本記事は参考となる情報提供のみを目的としたものです。実際の申告などにつきましては読者の判断と自己責任でお願いいたします。
会計処理をする上で、ちゃんと理解せずに使っている「勘定科目」。先輩ライターから「とりあえず費用の相手科目は事業主借勘定にしてしまえば楽だよ」と聞いたのですが、これって何か問題があるのでしょうか? 教えて、木村先生!
――「事業の財布と個人の財布の2つを持て」とは言われていますが、やっぱり面倒くさくて……。個人の財布から事業用の小物を購入して、相手科目を事業主勘定として処理しているのですが、これってやらないほうがいいのでしょうか?

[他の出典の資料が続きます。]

PR #223, opened 2021-11-16
Language Server - Locations - Conditional

fredg1:
Because we refer to If for conditional chains, it is the one to have the location of the whole chain.

I'd rather prefer if we had another way to group them, because it means we can't access the location of the first If anymore...

### DIFF
--- a/test/net/sourceforge/kolmafia/textui/parsetree/ConditionalTest.java
+++ b/test/net/sourceforge/kolmafia/textui/parsetree/ConditionalTest.java
@@ -2,8 +2,13 @@ package net.sourceforge.kolmafia.textui.parsetree;
 
 import static net.sourceforge.kolmafia.textui.ScriptData.invalid;
 import static net.sourceforge.kolmafia.textui.ScriptData.valid;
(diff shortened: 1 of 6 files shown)


test/net/sourceforge/kolmafia/textui/parsetree/ConditionalTest.java
```diff
@@ -22,7 +27,57 @@
...
+            scope -> {
+              List<Command> commands = scope.getCommandList();
+
+              // Conditional location test - whole
+              Conditional conditional = assertInstanceOf(If.class, commands.get(0));
+              // From the "if" up to the end of the last conditional's scope
+              ParserTest.assertLocationEquals(1, 1, 1, 60, conditional.getLocation());
+
+              // Conditional location test - If
+              // TODO save conditional chains as their own class so that we can access the first
```
gausie, line 40: This TODO should live in the Parser probably, not here

jaadams5 (approved):
> This TODO should live in the Parser probably, not here

I agree but won't require a change.

PR #238, opened 2021-11-17
Language Server - Locations - FunctionReturn

fredg1:


gausie:
Does that mean this is the last Command to which you need to add Locations?

fredg1:
This is the last *direct* descendant of Command that needed a Location.
The rest is now all descendants of Evaluable.

jaadams5 (approved):

PR #241, opened 2021-11-20
RequestTestBase redirections

fredg1:
Adds utilities to make redirections with RequestTestBase

Also makes RequestTestBase public, because request handling is most likely to be need more or less everywhere, and it shouldn't all go in the same folder...


gausie (approved):
Thanks

PR #251, opened 2021-11-24
Library function classes

gausie:


src/net/sourceforge/kolmafia/textui/function/LibraryClassFunction.java
```diff
@@ -0,0 +1,61 @@
...
+    String returns() default "void";
+  }
+
+  @Retention(RetentionPolicy.RUNTIME)
+  @Target({ElementType.PARAMETER})
+  public @interface LibraryFunctionParameter {
+    String value();
+  }
+
+  public final List<Function> getFunctions() {
```
gausie, line 35: Perhaps this should return a `FunctionList`? I'm not sure what the benefit would be.

fredg1: Well, I plan to make it so that function references are saved in TypeList, VariableList and FunctionList, so there's that... no sure if it's relevant here, though...

Veracity0:
I will point out that we can consider two approaches:

- Library Functions in multiple Class files where the methods are static methods. Fast, compile time method lookup. Still quite testable, to my eye - depending on what you have in mind for testing.
- Library Functions in Objects, where the methods are object methods. Method lookup on am object at Runtime is no where near as fast. Advantage is that the classes can extend a base class which provides ... stuff.

With the 2nd, you can still have SIngleton objects:

```
private static VisitUrl INSTANCE = null;
public static VisitUrl getInstance() {
    if (INSTANCE == null) INSTANCE = new VisitUrl();
    return INSTANCE;
}
```

And all the calls to "new VisitUrl()" become "VisitURL.getInstance()".

I want to understand exactly how you feel that the non-static Object approach makes testing easier.

We already can mock static methods.
session/MallPriceManagerTest mocks MallPriceManager.getSystemClock()

We can already mock actual class objects
session/MallPriceManagerTest has "MockMallSearchRequest extends MallSearchRequest"
It also mocks the static method MallPriceManager.newMallSearchRequest to return a mocked request.
The code for that was not obvious. It took a lot of googling to figure out, but now I have a model. :)

But, if you feel that making Runtime Library classes for functions will make them easier to test - or use in tests - I would be very interested in seeing some examples of how that plays out.

Show me some tests, please!

gausie:
The ultimate goal here is to be able to generate documentation for the runtime library and enforce its documentation as part of code review. This might not be the way to do it but I was looking for:

- Meaningful argument names for LibraryFunctions, with the understanding that it varies per overload
- An opportunity for describing what each function does and/or what it returns in Javadoc format (probably)

This can all be static, I will move this PR to using statics when I start working on it again, which will be soon

gausie:
Having said that, I think I might just start again. I'm going to close this PR. Thanks for your review @Veracity0

PR #252, opened 2021-11-24
Update monsters.txt

jaadams5:
These were items where Monster Manual and KoLmafia disagreed.

Changing Protector Spectre (Wildfire) will cause some scripts to complain because Protector Spectre is now ambiguous.

Local test showed this change eliminated the disagreements.


gausie:
What's the rationale for renaming the Spectre?

As far as I'm aware, its not a requirement that our monsters.txt matches Monster Manual. We have monsters like:

- Ninja Snowman (Chopsticks)
- Ninja Snowman (Hilt)
- Gremlin (tool)
- factory worker (woman)

For the same reason, I added the " (Wildfire)" on purpose.

jaadams5:
> What's the rationale for renaming the Spectre?

My recollection is that when the Manual came out a decision was made to use the Manual name as the canonical name of the monster.  I think one of the drivers for that was the ability to automatically recognize new monsters.  In any event the code that flagged the name mismatch was KoLmafia code so someone before me thought it should be fixed :-)

Run checkmanual.

That said there is a wiki entry for https://kol.coldfront.net/thekolwiki/index.php/Protector_Spectre_(Wildfire) so deleting "(Wildfire)" does not seem to be the correct solution.  I won't commit this until I figure out whether it is the data, the wiki or the checking code that needs to be adjusted.

jaadams5:
The Manuel entry changes the font color for "(Wildfire)".

<span style="font-weight:normal;color:#777777">(Wildfire)</span>

The problem is that KoLmafia isn't seeing the match.  My regex is not up to a quick fix so I reverted this portion.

木村先生: 宮田さんはフリーランスのライターですよね。もしも飲食店や物販など実際にご商売で現金を扱っている場合ならアウトですが、1カ月に10〜20程度の取引明細しか登録しないのならば事業主勘定を使っても問題はないでしょう。
――そうですか。ホッとしました。
木村先生: 例えば、水道光熱費を個人の現金で払った場合は、
水道光熱費 1000円/事業主借 1000円
という仕訳を推奨する税理士もいますよ。複式簿記としては正しい処理ですが、落とし穴もあります。
――落とし穴ですか?
木村先生: 例えば、事業の現金や預金を通さずに事業主借で処理すると、1つの費用に対して二重に計上してしまうリスクがあります。ちゃんと現金や預金を通して費用に計上すれば、残高確認をすることでダブリのチェックがしやすいのですよ。だから、出金取引については「請求書からは入力しない」「必ず領収証をもらい、それを基に入力する」「入力した領収書には済マークをつける」など二重計上を防ぐルールを工夫するようにしましょう。
――なるほど。
木村先生: 事業主借で出金取引処理した場合に便利なのは、現金の赤残(あかざん)を気にする必要がないってことね。
――赤残って何ですか?
木村先生: 残高が赤字になっていることですよ。そもそも資産勘定である現金がマイナスになることはあり得ません。もしも「○○費 ×××円 /現金 ×××円」と処理していって現金が赤残になっているならば、それは事業主が立て替えているということ。青色決算書が現金赤残のままだと、「お、素人が作ったな」と税務署に目をつけられるかも!?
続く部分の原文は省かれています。